RECORDED INFORMATION →
PR #811, opened 2026-04-21
Ioss fix filesystem type api

gsjaardema:
The `filesystem_type` function was returing a `string_view`. However, on the mac system, the value that was being returned was on the stack and left a dangling reference.  Changed the api to return a `std::string` instead.

This function probably isn't being used much or at all yet, so should not break anyone to change the public api; alternative is to depreacate this function and add a new good function, but it seems like overkill, but am also ok if that is the approach that is desired.

### DIFF
--- a/.github/workflows/build_aws.yml
+++ b/.github/workflows/build_aws.yml
@@ -30,7 +30,7 @@ jobs:
     steps:
 
       - name: Harden Runner
-        uses: step-security/harden-runner@f4a75cfd619ee5ce8d5b864b0d183aff3c69b55a # v2.13.1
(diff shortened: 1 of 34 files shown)


gsjaardema:
I guess this probably shouldn't be pushed since it contains more commits than just the fix to the filesystem api...
Most of the other changes are probably good except for the change to use my account on the docker push...

Forgot that my clone had some changes relative to sandialabs/seacas...

gsjaardema:
@tokusanya This does more than the title indicates.  It does fix #811, but also fixes a few other minor issues unrelated to that...  

I could probably separate into multiple PR if that makes it easier.

tokusanya:
@gsjaardema Do you still want to split this into separate PRs?

PR #815, opened 2026-04-27
Initialize database in Ioad_BlockNames test case

gsjaardema:
I think that the database might need to be initialized to define variable types and database types...  Another shot in the dark...


gsjaardema:
@tokusanya This seems to fix the Ut_ioad issue and does some somewhat logical.

tokusanya:
> @tokusanya This seems to fix the Ut_ioad issue and does some somewhat logical.

I wonder why that would be the case here since the test is simply making use of pre-defined types and not actually creating databases like the other tests in the file

gsjaardema:
It think that the factory containing those types initialized     And I think also destructed when an initializer goes out of scope.  I need to look in more detail if that makes sense but haven't had a chance.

WHAT THE TASK REQUIRES → Copy every line from the data that includes the string "test".

RESULT →
Initialize database in Ioad_BlockNames test case
I wonder why that would be the case here since the test is simply making use of pre-defined types and not actually creating databases like the other tests in the file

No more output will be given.